For reference, the lower MTU value is a solution to a known problem with failing builds: Builds on a Virtual Network are Failing. It might be possible to choose a higher value than 1300, since eth0 has a value of 1500 and wg0 a value of 1420. Please note that this inventory defines the list of node groups.
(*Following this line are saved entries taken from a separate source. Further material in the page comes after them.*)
PR #839, opened 2024-03-17
Replace bootstrapRunner with one written in golang

scme0:
# Background

#project-k8s-agent

[sc-73266]

The original bootstrapRunner is a bash script with the main problem being that we needed to add a sleep at the end of the script to ensure that the logs would be received successfully. This isn't scalable as we found that it could still fail under load.

We decided the best solution for this was to write an applet in golang to do the same thing. This means that we don't have to worry about what tooling is installed on the image we are running the pod with (especially if a user selects the image in a script step) and go binaries can be made very small (approx half a MB).

# Results

I've taken a go script that @liam-mackie put together for us (thanks Liam!) and I've added in the infrastructure to build it for arm64 and amd64, put it into the kubernetes tentacle container and use it as the bootstrapRunner. So far it seems to work in my tests.

This version doesn't include any additional functionality (like line numbers) as I wanted to get this in as a separate piece of work.

# How to review this PR

Quality :heavy_check_mark:

# Pre-requisites


docker/kubernetes-tentacle/Dockerfile
```diff
@@ -1,3 +1,26 @@
...
+
+#download upx and unpack
+RUN curl -OL "https://github.com/upx/upx/releases/download/v${UPX_VERSION}/upx-${UPX_VERSION}-${TARGETARCH}_${TARGETOS}.tar.xz"
+RUN tar -x -f "upx-${UPX_VERSION}-${TARGETARCH}_${TARGETOS}.tar.xz"
+
+# build bootstrapRunner
+# Note: the given ldflags remove debug symbols
+RUN go build -ldflags "-s -w" -o "bin/bootstrapRunner"
+# upx reduces the size of the exe
+RUN "./upx-${UPX_VERSION}-${TARGETARCH}_${TARGETOS}/upx" "bin/bootstrapRunner"
```
flin-8, line 22: Can you do a quick test and see what the error stack trace looks like? Want to make sure we can troubleshoot this thing

scme0: Screenshot 2024-03-18 at 14 24 02

scme0: This is what I get when I give it an invalid working directory.

scme0:
The ADR has been approved by Rob and is now merged 👍 
https://github.com/OctopusDeploy/adr/pull/3

docker/kubernetes-tentacle/Dockerfile
APErebus, line 22: Is there any performance issues with using `upx`?

docker/kubernetes-tentacle/bootstrapRunner/bootstrapRunner.go
```diff
@@ -0,0 +1,93 @@
...
+	err = cmd.Wait()
+	if err != nil {
+		fmt.Fprintln(os.Stderr, "Error waiting for Cmd", err)
+		os.Exit(1)
+	}
+}
+
+func reader(scanner *bufio.Scanner, writer *bufio.Writer, done *chan bool) {
+	for scanner.Scan() {
+		message := fmt.Sprintf("%s|%s\n", time.Now().UTC().Format(time.RFC3339Nano), scanner.Text())
```
APErebus, line 82: I don't love that this doesn't have the UTC timezone in the timestamp (ISO 8601). We'll just need to make sure the Tentacle code parses these and knows they are UTC

source/Octopus.Tentacle/Kubernetes/KubernetesConfig.cs
```diff
@@ -22,6 +22,8 @@ public static class KubernetesConfig
         public static string HelmChartVersionVariableName => $"{EnvVarPrefix}__HELMCHARTVERSION";
         public static string HelmChartVersion => GetRequiredEnvVar(HelmChartVersionVariableName, "Unable to determine Helm chart version.");
 
+        public static string BootstrapRunnerExecutablePath => GetRequiredEnvVar("BOOTSTRAP_RUNNER_EXECUTABLE_PATH", "Unable to determine Bootstrap Runner Executable Path");
```
APErebus, line 25: Happy to have the discussion but we've typically not had `_` in the names (see helm chart version above). So it'd be `BOOTSTRAPRUNNEREXEPATH`

docker/kubernetes-tentacle/bootstrapRunner/bootstrapRunner.go
scme0: Good point, I'll have a fiddle with this to see if I can get ISO8601 exactly.

source/Octopus.Tentacle/Kubernetes/KubernetesConfig.cs
scme0: That's a fair point for consistency, but it does give me an aneurysm trying to read it with no separators... 😅

docker/kubernetes-tentacle/bootstrapRunner/bootstrapRunner.go
```diff
@@ -0,0 +1,93 @@
...
+	}
+
+	// Wait for output buffering first
+	<-doneStd
+	<-doneErr
+
+	err = cmd.Wait()
+	if err != nil {
+		fmt.Fprintln(os.Stderr, "Error waiting for Cmd", err)
+		os.Exit(1)
```
APErebus, line 76: We should use the original exit code from the failed command here cc. @liam-mackie

docker/kubernetes-tentacle/bootstrapRunner/bootstrapRunner.go
scme0: Ok, apparently `RFC3339` is for all practical applications, ISO 8601 compliant: https://stackoverflow.com/q/522251

I'm getting `2024-03-19T01:28:24.226953Z` output, where the `Z` represents UTC I believe and I think this is compliant with ISO 8601.

docker/kubernetes-tentacle/bootstrapRunner/bootstrapRunner.go
scme0: I'm also thinking we shouldn't add an additional log here, should we? It seems like the bootstrapper script will log errors before it returns an error code?

docker/kubernetes-tentacle/Dockerfile
scme0: I've removed it 👍

docker/kubernetes-tentacle/bootstrapRunner/bootstrapRunner.go
scme0: I mean, the bootstrapper/script being run should manage logging it's errors before returning with a non-success exit code. This applet is only used to intercept logs and format them, not add additional logs. what do you think?

scme0: I've updated this, we now return the exit code we got from the bootstrapper command, and also we only log if it's not an error related to the failure exit code. (io error or some other weird thing).

source/Octopus.Tentacle/Kubernetes/KubernetesConfig.cs
scme0: Fixed 👍

docker/kubernetes-tentacle/bootstrapRunner/bootstrapRunner.go
APErebus: ok yep, that's good then 👍

APErebus (approved):
Looks excellent mate 👍

docker/kubernetes-tentacle/bootstrapRunner/bootstrapRunner.go
liam-mackie: Yeah, this was just a speed-hack to easily handle the error while I was hacking the script together. Some notes on my understanding:
* If it's an `ExitError` (see [here](https://pkg.go.dev/os/exec#ExitError)), we should definitely just exit with the code and not log (we already redirect stdErr, so `Stderr` in the `ExitError` would actually be `null` :shrug:)
* If it's not an `ExitError`, we should _probably_ just panic with the `Err`, since it's an unrecoverable state that we didn't expect, and we _probably_ want to have the stack. Some of the ways this could happen is being unable to write to a pipe or other OS internals. Panicking _also_ ends up running any of our `defer` code, which allows us to send telemetry if we implement it in future :)

scme0: That sounds reasonable. I'll look at making another PR to make it panic if it's not an `ExitError` 👍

If you wish to use other groups like node-config-infra as well, adapt accordingly.

 1
 2
 3
 4
 5
 6
 7
 8
 9
10
11
12
13
14
15
16
17
18
19
20
21
22
23
24
25
26
27
28
29
30
31
32
33
34
35
36
# Ansible inventory for openshift-ansible

[OSEv3:children]
masters
nodes
etcd

[OSEv3:vars]
ansible_ssh_user=root
os_sdn_network_plugin_name=redhat/openshift-ovs-multitenant
openshift_master_open_ports=[{"service":"wg0","port":"54396/udp"}]
openshift_node_open_ports=[{"service":"wg0","port":"54396/udp"}]

# Edit the default MTU on all nodes
openshift_node_groups=[{'name': 'node-config-master-infra',
  'labels': ['node-role.kubernetes.io/master=true',
  'node-role.kubernetes.io/infra=true'],
  'edits': [{ 'key': 'networkConfig.mtu', 'value': 1300}]},
  {'name': 'node-config-compute',
  'labels': ['node-role.kubernetes.io/compute=true'],
  'edits': [{ 'key': 'networkConfig.mtu',
  'value': 1300}]}]

openshift_deployment_type=origin
openshift_release="3.10"  # used in this case, more recent releases are available

[masters]
master.cluster openshift_public_ip=192.168.66.1 openshift_ip=192.168.66.1

[etcd]
master.cluster openshift_public_ip=192.168.66.1 openshift_ip=192.168.66.1

[nodes]
master.cluster openshift_node_group_name='node-config-master-infra' openshift_public_ip=192.168.66.1 openshift_ip=192.168.66.1
node1.cluster openshift_node_group_name='node-config-compute' openshift_public_ip=192.168.66.2 openshift_ip=192.168.66.2
node2.cluster openshift_node_group_name='node-config-compute' openshift_public_ip=192.168.66.3 openshift_ip=192.168.66.3

Running the playbooks playbooks/prerequisites.yml and playbooks/deploy_cluster.yml then deploys OpenShift. In this case, the result will be a cluster with three nodes: one master with infra containers and two compute nodes. The VXLAN overlay with an MTU of 1300 is routed over the WireGuard mesh, identified as wg0 interface on each node.